3)Finally both proprietary and open source OS vendors could not ban apps or other software on their OS without due cause such as security risk, persistent reliability problems or other legal norms . But the measure of such risk or persistent unreliability or legal norms would be a performance comparison with other comparable apps or software running on the OS. This would likely have prevented the banning of Flash on iOS.

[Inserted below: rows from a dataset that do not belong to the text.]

PR #2736, opened 2020-05-28
Recommend Unique Action

D4nte:
Refund (and only refund) is returned once it is possible to refund,
meaning that the HTLC is expired. This is done by checking the
blockchain.

### DIFF
--- a/cnd/src/http_api/routes.rs
+++ b/cnd/src/http_api/routes.rs
@@ -8,7 +8,8 @@ use crate::{
         action::ActionResponseBody,
         halight, herc20, problem,
         protocol::{AlphaEvents, AlphaParams, BetaEvents, BetaParams, GetRole},
-        route_factory, ActionNotFound, AliceSwap, BobSwap, Http, Swap,
+        route_factory, ActionNotFound, AliceSwap, BobSwap, Http, NextAction, RecommendedNextAction,
+        Swap,
     },
     storage::Load,
     swap_protocols::{
@@ -51,7 +52,7 @@ pub async fn handle_get_swap(
                 herc20::Finalized,
                 halight::Finalized,
             > = facade.load(swap_id).await?;
-            make_swap_entity(swap_id, swap)
+            make_swap_entity(swap_id, swap, &facade).await
         }
         Swap {
             alpha: Protocol::Herc20,
@@ -60,7 +61,7 @@ pub async fn handle_get_swap(
         } => {
             let swap: BobSwap<asset::Erc20, asset::Bitcoin, herc20::Finalized, halight::Finalized> =
                 facade.load(swap_id).await?;
-            make_swap_entity(swap_id, swap)
+            make_swap_entity(swap_id, swap, &facade).await
         }
         Swap {
             alpha: Protocol::Halight,
@@ -73,7 +74,7 @@ pub async fn handle_get_swap(
                 halight::Finalized,
                 herc20::Finalized,
             > = facade.load(swap_id).await?;
-            make_swap_entity(swap_id, swap)
+            make_swap_entity(swap_id, swap, &facade).await
         }
         Swap {
             alpha: Protocol::Halight,
@@ -82,24 +83,24 @@ pub async fn handle_get_swap(
         } => {
             let swap: BobSwap<asset::Bitcoin, asset::Erc20, halight::Finalized, herc20::Finalized> =
                 facade.load(swap_id).await?;
-            make_swap_entity(swap_id, swap)
+            make_swap_entity(swap_id, swap, &facade).await
         }
         _ => unimplemented!("other combinations not suported yet"),
     }
 }
 
-fn make_swap_entity<S>(swap_id: LocalSwapId, swap: S) -> anyhow::Result<siren::Entity>
+async fn make_swap_entity<S>(
+    swap_id: LocalSwapId,
+    swap: S,
+    facade: &Facade,
+) -> anyhow::Result<siren::Entity>
 where
     S: GetRole
         + AlphaParams
         + BetaParams
         + AlphaEvents
         + BetaEvents
-        + DeployAction
-        + InitAction
-        + FundAction
-        + RedeemAction
-        + RefundAction
+        + RecommendedNextAction
         + Clone,
 {
     let role = swap.get_role();
@@ -173,27 +174,18 @@ where
             );
             entity.push_sub_entity(beta_state_sub);
 
-            let maybe_action_names = vec![
-                swap.init_action().map(|_| ActionName::Init),
-                swap.deploy_action().map(|_| ActionName::Deploy),
-                swap.fund_action().map(|_| ActionName::Fund),
-                swap.redeem_action().map(|_| ActionName::Redeem),
-                swap.refund_action().map(|_| ActionName::Refund),
-            ];
+            if let Some(action_name) = swap.recommended_next_action(facade).await {
+                let siren_action = make_siren_action(swap_id, action_name);
+                entity = entity.with_action(siren_action);
+            }
 
-            Ok(maybe_action_names
-                .into_iter()
-                .filter_map(|action| action.ok())
-                .fold(entity, |acc, action_name| {
-                    let siren_action = make_siren_action(swap_id, action_name);
-                    acc.with_action(siren_action)
-                }))
+            Ok(entity)
         }
         _ => Ok(entity),
     }
 }
 
-fn make_siren_action(swap_id: LocalSwapId, action_name: ActionName) -> siren::Action {
+fn make_siren_action(swap_id: LocalSwapId, action_name: NextAction) -> siren::Action {
     siren::Action {
         name: action_name.to_string(),
         class: vec![],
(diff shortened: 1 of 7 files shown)


cnd/src/http_api/routes.rs
```diff
@@ -173,27 +174,18 @@ where
             );
             entity.push_sub_entity(beta_state_sub);
 
-            let maybe_action_names = vec![
-                swap.init_action().map(|_| ActionName::Init),
-                swap.deploy_action().map(|_| ActionName::Deploy),
-                swap.fund_action().map(|_| ActionName::Fund),
-                swap.redeem_action().map(|_| ActionName::Redeem),
-                swap.refund_action().map(|_| ActionName::Refund),
```
thomaseizinger, line 181: By removing this, you are removing the **intended** coupling between _can we construct the action_ and _should we tell the user that the action is available_.

The code between `NextRecommendedAction` and `XYZAction` can now potentially run out of sync which would result in the user seeing an action on the swap but when they actually hit the endpoint, it returns 404.

D4nte:
> Meta-comment: I am unsure how to deal with PR reviews of incomplete (shape-up style) projects :man_shrugging: You obviously seem to have a plan on how to implement stuff, yet the PRs so far only present individual bits. That makes it hard to give a holistic review.

I am not sure what you are talking about. This is the final PR.

tcharding:
> Meta-comment: I am unsure how to deal with PR reviews of incomplete (shape-up style) projects  You obviously seem to have a plan on how to implement stuff, yet the PRs so far only present individual bits. That makes it hard to give a holistic review.

This is an interesting point for shape up projects in general. (Not relevant to this shape up as @D4nte commented, there is only one PR coming out of this project.) I feel this is associated with a bigger problem we have, we have some conflicting ideas re PRs at the moment. On one hand we want to make PRs a single change because many team members review by PR not by patch, however this means making a patch series requires multiple draft PRs each stating that it relies on the others and is basically a cumbersome way to use GitHub. This has led us to merging code that is not used, widely accepted as bad practice in software developement. The current state of `hbit` is a good example. I believe much of this has come from the fact that we all resist rebasing because it is quite painful within our current environment for some reason. I have a suspicion that feature branches with proper discreet patches (i.e. each patch does one thing) would solve this, all except the rebasing difficulty we are seeing. 

Back to your original point, reviewers could then review the feature branch since each commit on the branch would be well formed and the series of commits on the branch would give an holistic view of the work being done. 

Re the rebasing difficulty. I believe we are just not leveraging the tools correctly (git and rust). Rebasing feature branches, or in other words patch series, is what git was made for.

> We are now duplicating crucial logic (which action is available) 

This is a fair point, happy to investigate further.

> and the `Facade` is not really meant to be passed around.

`can_refund_ethereum()` is implemented on the facade inline with other code, the caller does not know _who_ knows how to resolve this question - hence we use the facade. If you are referring to passing the facade into the trait `RecommendedNextAction` I agree it is not pretty. I would like to see all the logic (excluding getting the states and expiry out of the swap) to be in the comit crate, we cannot do that for hbit yet so we are stuck between do it this way, just do this PR for herc20/halight, or wait for hbit/herc20 to land before doing this work.

Perhaps there is another design that gets around these issues all together? 

> We also seem to lack tests for this code.

There are e2e tests. The 'has passed' code is too trivial to need unit tests. The 'which action to return' code is not good code to unit test because the only bugs will be logic bugs, if we write tests that test the same logic we implemented that gains us nothing - e2e tests test the logic is correct (does that make sense?).

D4nte:
Thanks @tcharding for your comment.

1. Dupe logic: we could look into refactoring
2. Facade passed around: The facade is already passed around, not sure how this PR is _too much_. In any case, we could look into having the facade return the current blockchain time and pass in the `RecommendedNextAction` trait instead.
3. There are 2 things to be tested:
	a. That only one action is returned at a given time, you can read that from the code, we call `with_action` only once. Nothing tricky here
	b. That the correct action is returned at a given time: when calling `fund()` on the SDK, it actually check if the action is available on the swap and then execute it. Which means this is already tested too.
	Hence, no new test are needed.

thomaseizinger:
> Facade passed around: The facade is already passed around, not sure how this PR is _too much_.

To my knowledge this is the only place in the code where we implement a trait on _data_ (`AliceSwap` / `BobSwap`) to pass in a long-lived "service" like struct that has knowledge about the database etc.
- From a dependency perspective, this is not great because you have circular dependencies between the structs `AliceSwap` and the `Facade`: The facade produces `AliceSwap` and `AliceSwap` uses the `Facade` to realize `RecommendedNextAction`.
- The design also makes it harder to move this code into the COMIT library because it depends on the `Facade`.

> In any case, we could look into having the facade return the current blockchain time and pass in the RecommendedNextAction trait instead.

This sounds like a much better alternative to me :)

> There are 2 things to be tested:
a. That only one action is returned at a given time, you can read that from the code, we call with_action only once. Nothing tricky here
b. That the correct action is returned at a given time: when calling fund() on the SDK, it actually check if the action is available on the swap and then execute it. Which means this is already tested too.
Hence, no new test are needed.

Making sure it works is not the only reason we are writing tests for. Tests are also essential to detect regressions (among other things).

Once we refactor all the action handling code so it can move into the COMIT crate, how can we assert that we didn't break the work you did for this project if there are no tests for it?

To me, this project is not complete if we don't have a test that is now green and turns red if we undo this change.

tcharding:
> To me, this project is not complete if we don't have a test that is now green and turns red if we undo this change.

I disagree with this, surely we are not following this in general - everytime one writes some functionality, no matter how trivial they have to write a passing regression test - no chance :)

thomaseizinger:
> > To me, this project is not complete if we don't have a test that is now green and turns red if we undo this change.
> 
> I disagree with this, surely we are not following this in general - everytime one writes some functionality, no matter how trivial they have to write a passing regression test - no chance :)

We are following this mostly, it is just that we haven't landed many end-user facing changes recently. The biggest one was changing what the POST request for creating a swap looks like and we did write end to end tests for that.
Everything else was mostly internal refactorings :man_shrugging: (by the definition of refactoring, there are no user visible changes to functionality)

The reason why I would like to have a least one test for this is because we've done this project _now_ with the expectation that the internal design is going to change completely one we move this to the COMIT library. Given that, it would be nice to have automated tests that make sure we are not breaking anything while doing that but keep the level of functionality that we have built here.

Now, I don't want to block your progress on this so I am gonna give my green mark here given that the functionality is there and (hopefully?) works as intended :)

D4nte:
We are doing a new PR to tackle the comments. (branch `rua`).

D4nte:
> Now, I don't want to block your progress on this so I am gonna give my green mark here given that the functionality is there and (hopefully?) works as intended :)

Please note that the e2e tests already verify that the expected action is returned.
In term of ensuring that this action is unique, it will be obvious from the code.

thomaseizinger:
> > Now, I don't want to block your progress on this so I am gonna give my green mark here given that the functionality is there and (hopefully?) works as intended :)
> 
> Please note that the e2e tests already verify that the expected action is returned.
> In term of ensuring that this action is unique, it will be obvious from the code.

My point is more that given the API's model, it is possible for multiple actions to be returned because the `actions` field in Siren is an array.
If we want to build software on top of that API that relies on invariants which are not captured by that model - that there is only ever max one action - then I think we should capture these invariants in tests to make sure that they are not broken in the future.

Now, if we were to go in the direction of re-modelling the API to better reflect these invariants, this would be a different story. I've mentioned some ideas in this regard in the [pitch discussion](https://3.basecamp.com/4403044/buckets/16478057/messages/2587793346#__recording_2620562167) as "Don't use Siren actions to fetch the data" but we agreed that it can be solved as a separate problem.

However, a consequence of that decision is that we are stuck with a sub-optimal model (an array) even though we only have either 0 or 1 elements in there at any point in time. Given that we want to write software (the app + SDK) on top of this model that relies on these invariants, I think the should be captured in tests until we fix the model.

tcharding:
> I think they should be captured in tests until we fix the model.

I'm going to open an issue for this.

D4nte:
> My point ...

Considering how we have done thing so far, wouldn't the correct way forward to update the SDK, examples and e2e tests?

thomaseizinger:
> > My point ...
> 
> Considering how we have done thing so far, wouldn't the correct way forward to update the SDK, examples and e2e tests (to use the SDK)?

I think we don't necessarily have to jump into updating the SDK. Updating the SDK is associated for me with "we are happy with this API, hence we make it available through the SDK". As long as we are iterating on it, I would keep things local in the e2e tests otherwise updating and releasing the SDK is just an added burden.

We chose to implement this functionality in a backwards compatible way, so I don't see a pressing need in updating the SDK.

D4nte:
> > > My point ...
> > 
> > 
> > Considering how we have done thing so far, wouldn't the correct way forward to update the SDK, examples and e2e tests (to use the SDK)?
> 
> I think we don't necessarily have to jump into updating the SDK. Updating the SDK is associated for me with "we are happy with this API, hence we make it available through the SDK". As long as we are iterating on it, I would keep things local in the e2e tests otherwise updating and releasing the SDK is just an added burden.
> 
> We chose to implement this functionality in a backwards compatible way, so I don't see a pressing need in updating the SDK.

I find it easier to update the SDK than to migrate part of the action logic to the e2e tests.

These three simple provisions would inhibit OS natural monopolies from occurring and prevent organizations from being held hostage to monopoly prices or unfair and inequitable treatment in the ever growing software and computing markets.
Summary
As embedded computing becomes ever more prevalent, control of the natural monopolies associated with operating systems and the guarantee of equitable treatment to all hardware and software vendors will become ever more important. Open Source points the way to simple yet compelling solutions to the excesses which have already occurred in Ground Hog Day repeat fashion in computing markets over OS dominance in the last 50 years. Operating Systems are conducive to forming natural monpolies. Those monopolies inevitably result in sub optimal development. Witness-IBM had to be compelled to release its development APIs and on a timely basis. Microsoft was subject to antitrust action in which its “starve competitors of oxygen actions” resulted in multi-billion dollar fines and seven years of antitrust watchdog reviews by the DOJ. And now, to secure its monopoly position for its iDevices, Apple is a)restricting arbitrarily cross platform development tools and b) engaging in thermonuclear and ultimately futile patent wars with Google Android and other computing vendors.The one positive outcome of all this wasted effort – the illumination of how effective open source can be in controlling operating system markets from becoming “unnatural” monopolies. Google’s Open Source Android is the barrier to Apple iOS becoming a Windows-like monopoly in mobile computing.